■ **Goal of the exercise**
Take every line from the entries below that includes the word "MemBase" and copy it.

::::::::::

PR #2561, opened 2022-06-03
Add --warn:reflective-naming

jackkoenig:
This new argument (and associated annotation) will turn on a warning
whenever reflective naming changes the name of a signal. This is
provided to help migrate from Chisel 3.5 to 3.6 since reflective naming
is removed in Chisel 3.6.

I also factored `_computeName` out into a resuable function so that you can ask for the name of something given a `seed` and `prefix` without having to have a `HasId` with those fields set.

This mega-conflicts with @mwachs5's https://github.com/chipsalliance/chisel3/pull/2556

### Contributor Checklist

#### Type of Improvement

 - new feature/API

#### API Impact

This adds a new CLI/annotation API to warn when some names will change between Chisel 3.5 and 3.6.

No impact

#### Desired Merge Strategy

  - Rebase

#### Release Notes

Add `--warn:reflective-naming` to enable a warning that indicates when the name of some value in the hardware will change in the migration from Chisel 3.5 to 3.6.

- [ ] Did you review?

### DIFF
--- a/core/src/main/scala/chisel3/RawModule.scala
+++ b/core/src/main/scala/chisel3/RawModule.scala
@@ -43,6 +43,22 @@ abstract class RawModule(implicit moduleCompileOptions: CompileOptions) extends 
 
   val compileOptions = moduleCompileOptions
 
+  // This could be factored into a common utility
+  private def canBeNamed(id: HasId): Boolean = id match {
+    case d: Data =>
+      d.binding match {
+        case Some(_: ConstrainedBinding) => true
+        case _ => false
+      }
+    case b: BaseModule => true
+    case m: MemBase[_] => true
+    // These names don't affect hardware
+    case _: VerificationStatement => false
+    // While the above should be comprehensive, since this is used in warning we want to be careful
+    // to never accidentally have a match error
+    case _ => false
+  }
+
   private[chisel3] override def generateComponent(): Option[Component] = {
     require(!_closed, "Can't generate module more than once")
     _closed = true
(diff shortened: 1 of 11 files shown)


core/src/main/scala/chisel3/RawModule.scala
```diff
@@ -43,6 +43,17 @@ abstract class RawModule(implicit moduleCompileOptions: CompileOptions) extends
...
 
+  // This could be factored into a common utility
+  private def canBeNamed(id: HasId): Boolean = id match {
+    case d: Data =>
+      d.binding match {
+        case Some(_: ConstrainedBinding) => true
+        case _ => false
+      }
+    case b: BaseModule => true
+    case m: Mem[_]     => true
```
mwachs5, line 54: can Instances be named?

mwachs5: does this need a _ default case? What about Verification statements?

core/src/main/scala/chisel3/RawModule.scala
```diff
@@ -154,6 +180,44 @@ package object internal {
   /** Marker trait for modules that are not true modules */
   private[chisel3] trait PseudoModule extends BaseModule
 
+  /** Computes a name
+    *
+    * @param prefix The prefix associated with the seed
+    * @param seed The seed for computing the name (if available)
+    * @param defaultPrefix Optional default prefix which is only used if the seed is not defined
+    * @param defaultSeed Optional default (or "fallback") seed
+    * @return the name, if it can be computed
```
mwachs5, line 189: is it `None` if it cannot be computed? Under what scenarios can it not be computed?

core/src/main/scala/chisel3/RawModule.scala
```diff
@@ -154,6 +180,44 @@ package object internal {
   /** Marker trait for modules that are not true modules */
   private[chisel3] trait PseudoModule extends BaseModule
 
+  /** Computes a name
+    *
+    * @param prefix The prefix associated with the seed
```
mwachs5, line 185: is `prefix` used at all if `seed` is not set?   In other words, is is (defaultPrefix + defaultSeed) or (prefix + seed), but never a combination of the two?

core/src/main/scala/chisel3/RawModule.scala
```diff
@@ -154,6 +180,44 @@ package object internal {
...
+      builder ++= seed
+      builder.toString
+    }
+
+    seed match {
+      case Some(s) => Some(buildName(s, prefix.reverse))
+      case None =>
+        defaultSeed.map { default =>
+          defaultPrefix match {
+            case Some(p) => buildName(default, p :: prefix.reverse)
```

::::::::::

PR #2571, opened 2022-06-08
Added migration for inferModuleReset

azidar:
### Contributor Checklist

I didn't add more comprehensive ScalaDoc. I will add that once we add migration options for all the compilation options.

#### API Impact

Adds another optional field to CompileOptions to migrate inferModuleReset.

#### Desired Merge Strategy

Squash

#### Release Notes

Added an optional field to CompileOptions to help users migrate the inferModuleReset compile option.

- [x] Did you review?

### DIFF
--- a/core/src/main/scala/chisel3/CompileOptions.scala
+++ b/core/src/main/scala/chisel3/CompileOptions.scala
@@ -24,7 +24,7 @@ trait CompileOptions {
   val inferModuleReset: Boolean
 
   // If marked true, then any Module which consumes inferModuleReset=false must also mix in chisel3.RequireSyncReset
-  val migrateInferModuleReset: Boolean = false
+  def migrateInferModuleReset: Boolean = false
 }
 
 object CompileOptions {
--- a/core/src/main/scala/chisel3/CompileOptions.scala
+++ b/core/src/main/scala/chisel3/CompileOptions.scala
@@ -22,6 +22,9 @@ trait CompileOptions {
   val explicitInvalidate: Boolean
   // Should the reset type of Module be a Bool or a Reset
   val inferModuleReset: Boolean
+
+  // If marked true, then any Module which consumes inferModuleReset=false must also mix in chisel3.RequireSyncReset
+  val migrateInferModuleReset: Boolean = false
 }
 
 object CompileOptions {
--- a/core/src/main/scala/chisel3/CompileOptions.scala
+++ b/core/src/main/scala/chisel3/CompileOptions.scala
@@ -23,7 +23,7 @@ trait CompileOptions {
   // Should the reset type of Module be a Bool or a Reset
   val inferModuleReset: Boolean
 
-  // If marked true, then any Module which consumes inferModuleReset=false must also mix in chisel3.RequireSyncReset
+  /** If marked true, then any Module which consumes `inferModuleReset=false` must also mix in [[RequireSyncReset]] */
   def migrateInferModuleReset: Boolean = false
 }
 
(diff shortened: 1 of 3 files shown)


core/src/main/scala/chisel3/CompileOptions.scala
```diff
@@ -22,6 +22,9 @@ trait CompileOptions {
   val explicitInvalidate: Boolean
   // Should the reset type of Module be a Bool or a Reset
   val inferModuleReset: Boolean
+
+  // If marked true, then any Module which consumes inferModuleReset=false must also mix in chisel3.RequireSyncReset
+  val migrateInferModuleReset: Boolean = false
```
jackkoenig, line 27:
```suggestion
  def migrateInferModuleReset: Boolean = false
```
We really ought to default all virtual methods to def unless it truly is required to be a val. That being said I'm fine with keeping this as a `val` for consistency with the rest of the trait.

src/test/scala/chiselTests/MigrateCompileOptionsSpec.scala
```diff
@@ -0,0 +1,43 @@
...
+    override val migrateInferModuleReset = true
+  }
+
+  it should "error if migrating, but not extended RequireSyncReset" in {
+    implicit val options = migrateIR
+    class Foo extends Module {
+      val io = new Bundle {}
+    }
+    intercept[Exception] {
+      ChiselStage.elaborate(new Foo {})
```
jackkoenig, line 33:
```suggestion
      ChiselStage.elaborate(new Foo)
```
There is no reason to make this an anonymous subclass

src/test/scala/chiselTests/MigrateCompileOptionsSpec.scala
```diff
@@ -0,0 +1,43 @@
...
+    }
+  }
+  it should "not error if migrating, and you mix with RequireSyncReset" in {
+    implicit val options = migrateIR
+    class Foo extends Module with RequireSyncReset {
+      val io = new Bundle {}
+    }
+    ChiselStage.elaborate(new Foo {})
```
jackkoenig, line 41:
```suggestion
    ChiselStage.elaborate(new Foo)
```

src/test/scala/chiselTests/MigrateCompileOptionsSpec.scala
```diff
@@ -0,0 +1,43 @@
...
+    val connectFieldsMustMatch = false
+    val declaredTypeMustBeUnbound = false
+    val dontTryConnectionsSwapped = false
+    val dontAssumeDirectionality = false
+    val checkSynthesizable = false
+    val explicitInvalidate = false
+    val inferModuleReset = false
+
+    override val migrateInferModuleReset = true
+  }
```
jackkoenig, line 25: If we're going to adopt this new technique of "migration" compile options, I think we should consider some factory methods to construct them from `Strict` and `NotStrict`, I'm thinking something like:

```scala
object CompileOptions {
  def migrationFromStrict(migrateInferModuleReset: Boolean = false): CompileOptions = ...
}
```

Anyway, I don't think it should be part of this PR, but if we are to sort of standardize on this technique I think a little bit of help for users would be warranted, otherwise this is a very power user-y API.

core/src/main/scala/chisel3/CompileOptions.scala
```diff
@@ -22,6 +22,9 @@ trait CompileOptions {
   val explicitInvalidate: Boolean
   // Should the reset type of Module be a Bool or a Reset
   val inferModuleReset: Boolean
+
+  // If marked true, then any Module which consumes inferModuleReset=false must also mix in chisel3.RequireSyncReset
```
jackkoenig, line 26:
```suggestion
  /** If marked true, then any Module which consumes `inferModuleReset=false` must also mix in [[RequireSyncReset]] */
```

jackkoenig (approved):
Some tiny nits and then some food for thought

::::::::::

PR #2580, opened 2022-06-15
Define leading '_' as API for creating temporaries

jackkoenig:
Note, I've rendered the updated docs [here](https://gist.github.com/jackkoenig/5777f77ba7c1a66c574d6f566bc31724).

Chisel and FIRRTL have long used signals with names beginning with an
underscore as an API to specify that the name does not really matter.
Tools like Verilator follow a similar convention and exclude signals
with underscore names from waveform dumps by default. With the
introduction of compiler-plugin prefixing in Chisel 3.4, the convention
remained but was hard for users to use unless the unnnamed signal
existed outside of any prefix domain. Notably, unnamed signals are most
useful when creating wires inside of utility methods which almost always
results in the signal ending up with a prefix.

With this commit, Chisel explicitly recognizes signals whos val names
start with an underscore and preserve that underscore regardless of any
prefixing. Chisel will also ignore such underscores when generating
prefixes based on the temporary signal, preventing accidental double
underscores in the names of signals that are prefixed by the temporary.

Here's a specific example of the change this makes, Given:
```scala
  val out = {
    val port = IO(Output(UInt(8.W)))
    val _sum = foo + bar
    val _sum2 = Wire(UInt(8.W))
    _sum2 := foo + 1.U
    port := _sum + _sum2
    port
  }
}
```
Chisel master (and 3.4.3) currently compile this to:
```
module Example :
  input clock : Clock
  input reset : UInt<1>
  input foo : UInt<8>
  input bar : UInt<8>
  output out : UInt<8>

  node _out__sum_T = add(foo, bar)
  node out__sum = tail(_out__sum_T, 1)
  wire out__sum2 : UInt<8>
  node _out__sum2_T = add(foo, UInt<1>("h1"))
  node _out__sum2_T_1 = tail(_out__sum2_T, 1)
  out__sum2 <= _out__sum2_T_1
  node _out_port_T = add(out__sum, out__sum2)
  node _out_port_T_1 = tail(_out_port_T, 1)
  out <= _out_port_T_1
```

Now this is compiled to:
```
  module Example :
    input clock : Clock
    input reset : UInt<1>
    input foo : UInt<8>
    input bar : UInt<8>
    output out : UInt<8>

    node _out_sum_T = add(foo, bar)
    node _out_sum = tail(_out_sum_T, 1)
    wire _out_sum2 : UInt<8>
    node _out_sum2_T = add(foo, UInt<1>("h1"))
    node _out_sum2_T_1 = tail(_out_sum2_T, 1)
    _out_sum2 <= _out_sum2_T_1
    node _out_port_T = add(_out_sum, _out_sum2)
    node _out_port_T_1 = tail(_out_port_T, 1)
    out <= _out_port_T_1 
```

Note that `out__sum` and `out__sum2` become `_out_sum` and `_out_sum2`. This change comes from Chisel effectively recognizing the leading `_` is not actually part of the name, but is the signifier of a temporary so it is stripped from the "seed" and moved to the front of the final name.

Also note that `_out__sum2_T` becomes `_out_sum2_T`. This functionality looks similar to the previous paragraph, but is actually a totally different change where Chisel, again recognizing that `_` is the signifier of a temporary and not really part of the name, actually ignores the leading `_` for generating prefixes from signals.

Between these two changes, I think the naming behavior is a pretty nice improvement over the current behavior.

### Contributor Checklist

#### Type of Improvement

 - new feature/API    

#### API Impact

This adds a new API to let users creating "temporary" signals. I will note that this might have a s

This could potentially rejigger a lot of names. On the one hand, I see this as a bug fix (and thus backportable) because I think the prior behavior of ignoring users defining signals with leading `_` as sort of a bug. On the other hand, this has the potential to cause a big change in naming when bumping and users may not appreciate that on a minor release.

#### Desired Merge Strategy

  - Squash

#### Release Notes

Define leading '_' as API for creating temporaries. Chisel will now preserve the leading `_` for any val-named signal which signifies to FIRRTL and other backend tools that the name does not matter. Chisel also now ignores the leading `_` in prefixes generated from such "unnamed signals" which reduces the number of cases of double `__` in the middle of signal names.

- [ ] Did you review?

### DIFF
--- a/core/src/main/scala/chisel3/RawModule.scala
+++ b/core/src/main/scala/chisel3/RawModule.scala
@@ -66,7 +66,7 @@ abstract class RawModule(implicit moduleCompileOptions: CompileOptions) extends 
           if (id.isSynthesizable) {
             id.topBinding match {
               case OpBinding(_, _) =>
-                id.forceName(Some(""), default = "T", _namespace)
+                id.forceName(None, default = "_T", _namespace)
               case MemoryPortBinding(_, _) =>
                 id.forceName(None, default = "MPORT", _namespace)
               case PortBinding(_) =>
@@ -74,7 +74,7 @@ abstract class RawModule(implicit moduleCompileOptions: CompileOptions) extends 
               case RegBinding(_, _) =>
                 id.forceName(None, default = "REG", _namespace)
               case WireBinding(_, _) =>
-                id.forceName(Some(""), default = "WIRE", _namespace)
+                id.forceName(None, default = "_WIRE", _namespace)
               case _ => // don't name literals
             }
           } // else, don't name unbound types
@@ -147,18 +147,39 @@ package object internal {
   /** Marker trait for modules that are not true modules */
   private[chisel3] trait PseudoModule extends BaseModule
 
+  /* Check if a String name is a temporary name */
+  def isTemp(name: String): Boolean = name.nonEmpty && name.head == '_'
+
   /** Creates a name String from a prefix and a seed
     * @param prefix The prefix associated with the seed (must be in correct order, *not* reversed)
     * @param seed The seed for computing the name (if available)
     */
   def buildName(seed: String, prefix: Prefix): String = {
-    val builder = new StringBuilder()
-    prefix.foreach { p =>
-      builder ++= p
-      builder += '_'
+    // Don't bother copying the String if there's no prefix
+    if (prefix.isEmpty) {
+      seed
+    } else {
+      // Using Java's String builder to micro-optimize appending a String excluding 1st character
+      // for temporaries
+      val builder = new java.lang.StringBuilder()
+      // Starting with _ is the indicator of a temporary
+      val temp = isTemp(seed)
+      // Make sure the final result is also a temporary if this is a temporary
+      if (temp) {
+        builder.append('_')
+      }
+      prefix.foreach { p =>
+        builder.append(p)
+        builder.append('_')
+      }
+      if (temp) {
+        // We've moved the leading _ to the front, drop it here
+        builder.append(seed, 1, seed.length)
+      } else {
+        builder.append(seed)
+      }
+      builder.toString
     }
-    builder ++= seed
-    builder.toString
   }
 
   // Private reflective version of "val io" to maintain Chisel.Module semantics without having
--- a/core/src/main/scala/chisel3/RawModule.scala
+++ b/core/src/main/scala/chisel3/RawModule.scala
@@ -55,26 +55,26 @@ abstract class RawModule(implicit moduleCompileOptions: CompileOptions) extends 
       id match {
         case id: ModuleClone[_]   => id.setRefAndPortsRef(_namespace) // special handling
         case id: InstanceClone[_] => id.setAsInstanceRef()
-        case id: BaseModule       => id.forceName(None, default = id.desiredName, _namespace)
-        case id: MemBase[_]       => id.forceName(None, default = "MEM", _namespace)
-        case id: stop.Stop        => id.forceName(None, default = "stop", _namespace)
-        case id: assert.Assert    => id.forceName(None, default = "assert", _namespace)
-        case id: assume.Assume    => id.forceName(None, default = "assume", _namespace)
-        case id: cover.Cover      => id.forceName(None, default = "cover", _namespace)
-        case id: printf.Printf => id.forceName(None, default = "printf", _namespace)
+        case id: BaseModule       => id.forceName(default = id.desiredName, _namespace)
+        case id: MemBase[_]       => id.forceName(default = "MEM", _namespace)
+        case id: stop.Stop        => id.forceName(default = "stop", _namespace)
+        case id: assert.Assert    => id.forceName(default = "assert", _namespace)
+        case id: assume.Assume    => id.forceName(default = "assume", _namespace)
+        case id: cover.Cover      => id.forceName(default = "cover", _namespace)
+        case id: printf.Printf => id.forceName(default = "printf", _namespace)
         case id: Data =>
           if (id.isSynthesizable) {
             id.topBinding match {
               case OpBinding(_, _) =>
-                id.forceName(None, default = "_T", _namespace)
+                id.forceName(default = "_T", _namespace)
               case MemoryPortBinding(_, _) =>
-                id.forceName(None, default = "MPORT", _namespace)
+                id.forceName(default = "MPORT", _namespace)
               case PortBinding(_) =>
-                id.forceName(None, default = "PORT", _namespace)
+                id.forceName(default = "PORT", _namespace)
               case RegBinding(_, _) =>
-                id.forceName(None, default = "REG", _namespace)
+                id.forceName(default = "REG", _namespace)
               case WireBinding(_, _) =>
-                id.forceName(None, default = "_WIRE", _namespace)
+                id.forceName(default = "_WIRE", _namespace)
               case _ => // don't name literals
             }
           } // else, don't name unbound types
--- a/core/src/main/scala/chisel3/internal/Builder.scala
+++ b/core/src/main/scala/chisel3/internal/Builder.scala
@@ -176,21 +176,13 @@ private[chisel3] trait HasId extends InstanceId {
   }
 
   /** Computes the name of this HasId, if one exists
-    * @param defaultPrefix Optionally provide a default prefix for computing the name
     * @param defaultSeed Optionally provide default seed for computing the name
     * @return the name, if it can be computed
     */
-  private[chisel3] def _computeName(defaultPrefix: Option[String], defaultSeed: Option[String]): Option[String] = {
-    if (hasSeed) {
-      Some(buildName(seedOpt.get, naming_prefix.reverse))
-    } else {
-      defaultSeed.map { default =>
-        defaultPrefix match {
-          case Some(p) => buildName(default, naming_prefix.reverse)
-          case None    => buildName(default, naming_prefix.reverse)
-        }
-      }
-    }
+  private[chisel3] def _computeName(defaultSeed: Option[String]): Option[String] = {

::::::::::

■ **Response**
+    case m: MemBase[_] => true
-        case id: MemBase[_]       => id.forceName(None, default = "MEM", _namespace)
+        case id: MemBase[_]       => id.forceName(default = "MEM", _namespace)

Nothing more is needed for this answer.